The Virtual System/Server Administrator (VSA), is software used by Kaseya customers to monitor and manage their infrastructure. It is supplied either as a hosted cloud service by Kaseya, or via on-premises VSA servers. These SaaS VSA servers can be deployed by end-users or by MSPs. Kaseya sends out updates to these VSA servers and, on Friday July 2, an update was distributed that contained REvil ransomware code. It affected fewer than 40 Kaseya VSA customers — but around 30 of them were MSPs, and the code was then sent on to their customers.

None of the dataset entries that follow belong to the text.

PR #5761, opened 2024-02-07
docs(preset): add conda config to gruvbox-rainbow

ickc:
#### Description

For the gruvbox-rainbow theme, add conda, following the approach of docker context there.

#### Motivation and Context

Provide default including conda. Following the example of docker context there because they have similar meaning. For example, it will show something like ` v3.12.1  🅒  jupyterlab`.

#### Checklist:

### DIFF
--- a/docs/.vuepress/public/presets/toml/gruvbox-rainbow.toml
+++ b/docs/.vuepress/public/presets/toml/gruvbox-rainbow.toml
@@ -21,6 +21,7 @@ $haskell\
 $python\
 [](fg:color_blue bg:color_bg3)\
 $docker_context\
+$conda\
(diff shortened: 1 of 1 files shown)


ickc:
I guess the reason `ignore_base` is defaulted to true is because it is confusing when one is working in another language, and it so happened is loaded (for example in an rc file. I discourage this pattern but many people do this.)

Personally, I wouldn't regard the base as a dev environment such that the context is necessary.

Anyway, the proposed change is minimal and supposed to mimic whatever the theme is treating docker already, and uses the defaults otherwise. Whether the default is good is another discussion.

davidkna (approved):

davidkna:
Thanks for the addition @ickc!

Potentially thousands of MSP client businesses were infected.

Here is VSA:

Kaseya has released a “Compromise Detection Tool” to detect if an installation has been compromised.  All on-premises VSA Servers should continue to remain offline until further instructions from Kaseya about when it is safe to restore operations. A patch will be required to be installed prior to restarting the VSA and a set of recommendations on how to increase security posture.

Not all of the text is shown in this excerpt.